C’est en 2012 que l’entreprise espagnole OHL a terminé la réalisation du sompteux centre des Conventions d’Oran, le plus grand complexe d’Afrique avec ses 2OOOO mètres carrés, un hall d’exposition de 1200 mètres carrés, seize salles de réunion et une fresque de céramiques de deux mille mètres carrès.
La Sonatrach, cet Etat dans l’Etat qui gère la cagnotte pétrolière de l’Algérie, a financé ce complexe futuriste qui aura coûté à la bagatelle somme de 500 millions d’euros.
Au diable l’avarice.
Ce méga-complexe avait été voulu et imaginé par le controversé ancien ministre de l’Energie et intime du président Bouteflika, Chakib Khelil, aujourd’hui en fuite aux Etats Unis. Mais cet ensemble prestigieux, en fonction depuis quatre ans, n’aura servi à rien ou presque. On y accueille en effet très peu d’événements de grande envergure, à l’exception de ceux qui sont organisés par le géant pétrolier et gazier que reste la Sonatrach.

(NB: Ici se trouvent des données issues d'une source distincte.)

PR #556, opened 2025-03-01
Fix Resubmission error

19mdavenport:
James is a silly goose

@frozenfrank Can you think of any potential unfortunate consequences of this change?

### DIFF
--- a/src/main/java/edu/byu/cs/autograder/git/GitHelper.java
+++ b/src/main/java/edu/byu/cs/autograder/git/GitHelper.java
@@ -215,7 +215,8 @@ public class GitHelper {
         return new CommitVerificationResult(
                 verified, true,
                 0, 0, 0, false, originalPenaltyPct, failureMessage, null,
-                null, null, headHash, null
+                firstPassingSubmission.commitResult().minAllowedThreshold(), firstPassingSubmission.commitResult().maxAllowedThreshold(),
+                headHash, null
         ).toReport(null);
     }
 
--- a/src/main/java/edu/byu/cs/autograder/git/CommitVerificationResult.java
+++ b/src/main/java/edu/byu/cs/autograder/git/CommitVerificationResult.java
@@ -39,8 +39,8 @@ public record CommitVerificationResult(
         @Nullable Collection<String> warningMessages,
 
         // Debug info
-        Instant minAllowedThreshold,
-        Instant maxAllowedThreshold,
+        @NonNull Instant minAllowedThreshold,
+        @NonNull Instant maxAllowedThreshold,
         @NonNull String headHash,
         String tailHash
 ) {


19mdavenport:
edu.byu.cs.dataAccess.DataAccessException: Error inserting item into table submission\n\tat edu.byu.cs.dataAccess.sql.helpers.SqlReader.insertItem(SqlReader.java:128)\n\tat edu.byu.cs.dataAccess.sql.SubmissionSqlDao.insertSubmission(SubmissionSqlDao.java:89)\n\tat edu.byu.cs.autograder.Grader.run(Grader.java:106)\n\tat java.base/java.util.concurrent.Executors$RunnableAdapter.call(Executors.java:572)\n\tat java.base/java.util.concurrent.FutureTask.run(FutureTask.java:317)\n\tat java.base/java.util.concurrent.ThreadPoolExecutor.runWorker(ThreadPoolExecutor.java:1144)\n\tat java.base/java.util.concurrent.ThreadPoolExecutor$Worker.run(ThreadPoolExecutor.java:642)\n\tat java.base/java.lang.Thread.run(Thread.java:1583)\nCaused by: edu.byu.cs.util.Serializer$SerializationException: java.lang.NullPointerException: Cannot invoke \"java.time.Instant.toString()\" because \"instant\" is null\n\tat edu.byu.cs.util.Serializer.serialize(Serializer.java:30)\n\tat edu.byu.cs.model.Submission.serializeObject(Submission.java:183)\n\tat edu.byu.cs.model.Submission.serializeCommitResult(Submission.java:179)\n\tat edu.byu.cs.dataAccess.sql.helpers.SqlReader.setValue(SqlReader.java:133)\n\tat edu.byu.cs.dataAccess.sql.helpers.SqlReader.insertItem(SqlReader.java:123)\n\t... 7 common frames omitted\nCaused by: java.lang.NullPointerException: Cannot invoke \"java.time.Instant.toString()\" because \"instant\" is null\n\tat edu.byu.cs.util.Serializer$InstantAdapter.write(Serializer.java:124)\n\tat edu.byu.cs.util.Serializer$InstantAdapter.write(Serializer.java:120)\n\tat com.google.gson.internal.bind.TypeAdapterRuntimeTypeWrapper.write(TypeAdapterRuntimeTypeWrapper.java:70)\n\tat com.google.gson.internal.bind.ReflectiveTypeAdapterFactory$1.write(ReflectiveTypeAdapterFactory.java:196)\n\tat com.google.gson.internal.bind.ReflectiveTypeAdapterFactory$Adapter.write(ReflectiveTypeAdapterFactory.java:368)\n\tat com.google.gson.Gson.toJson(Gson.java:842)\n\tat com.google.gson.Gson.toJson(Gson.java:812)\n\tat com.google.gson.Gson.toJson(Gson.java:759)\n\tat com.google.gson.Gson.toJson(Gson.java:736)\n\tat edu.byu.cs.util.Serializer.serialize(Serializer.java:28)\n\t... 11 common frames omitted

19mdavenport:
Whenever someone resubmitted a phase they had already passed

src/main/java/edu/byu/cs/autograder/git/GitHelper.java
```diff
@@ -215,7 +215,8 @@ private CommitVerificationReport preserveOriginalVerification() throws DataAcces
         return new CommitVerificationResult(
                 verified, true,
                 0, 0, 0, false, originalPenaltyPct, failureMessage, null,
-                null, null, headHash, null
+                firstPassingSubmission.commitResult().minAllowedThreshold(), firstPassingSubmission.commitResult().maxAllowedThreshold(),
```
19mdavenport, line 218: On second thought, should the maxAllowedThreshold be `Instant.now()` instead?

frozenfrank: No. The value should be NULL. 

These debug values indicate the commits that the system evaluated in order to arrive at its result. In this context, `preserveOriginalVerification()` the system isn't evaluating any commits, and NULL is the best value to indicate this.

This particular behavior isn't new, but has been around since this subsystem was originally introduced.

Clearly, I didn't have a test to verify that this functioned properly. This issue should have been caught by a regression test.

The better solution in this case is to fix the bug in the serialization code to avoid an error when the field is null. See #558.

frozenfrank:
> Can you think of any potential unfortunate consequences of this change?

This still leaves the potential for a failure if a NULL value were to slip in the data structure some other way. The serializing code should be able to handle NULL, and this code was originally intended to be NULL.

frozenfrank:
Additionally, this code caused another error by assuming that `commitResult()` would never be NULL.

image

In this case, the error is especially painful because it also causes an error when attempting to manually approve the submission:

image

Mais nul besoin pour les bénévoles de l’Association d’aide aux jeunes cancéreux,  les journalistes de l’APS (l’AFP algérienne) ou pour les amateurs du salon de l’habitat de se réunir dans un tel cadre.
Un contentieux qui s’éternisait
Aux 500 millions dépensés pour la réalisation de ce Palais des Congrès, va s’ajouter une amende de 100 millions de dollars -soit une facture totale de 600 millions. Après quatre ans de contentieux, la société d’engineering espagnole OHL a réussi à contraindre le groupe algérien Sonatrach à lui signer un généreux chèque , a-t-on appris de plusieurs sources.

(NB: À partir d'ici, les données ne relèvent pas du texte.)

PR #557, opened 2025-03-01
fix javalin path params

19mdavenport:
I'm beginning to think Than didn't test this as much as I thought he would have

### DIFF
--- a/src/main/java/edu/byu/cs/controller/SubmissionController.java
+++ b/src/main/java/edu/byu/cs/controller/SubmissionController.java
@@ -87,14 +87,16 @@ public class SubmissionController {
     };
 
     public static final Handler submissionXGet = ctx -> {
-        String phaseString = ctx.pathParam("phase");
         Phase phase;
-
-        try {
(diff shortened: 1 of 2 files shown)


19mdavenport:
I'm going to merge this, hopefully you guys don't have issues with it.

webecke:
Dang, if only someone pointed out that PRs that wait for a long time often break things...

19mdavenport:
What would you have done differently in my situation? Scrapped javalin altogether?

frozenfrank:
> Dang, if only someone pointed out that PRs that wait for a long time often break things...

I think this was intended to be sarcastic. Dallin had warned us that things might go wrong.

Longtemps, le groupe Sonatrach rechigna à régler ses dettes à la société étrangère OHL. Le plus urgent était d’attendre…Une rude bataille juridique s’était alors engagée et un arbitrage international lancé.
Dés son arrivée à la tête de Sonatrach en mai 2015, Amine Mazouzi, le nouveau PDG, prennait la mesure de la situation. Sonatrach risquait de payer une amende de plus de 200 millions d’euros si l’arbitrage se prononce en sa défaveur. Un accord fit trouvé et  une conséquente réduction obtenue.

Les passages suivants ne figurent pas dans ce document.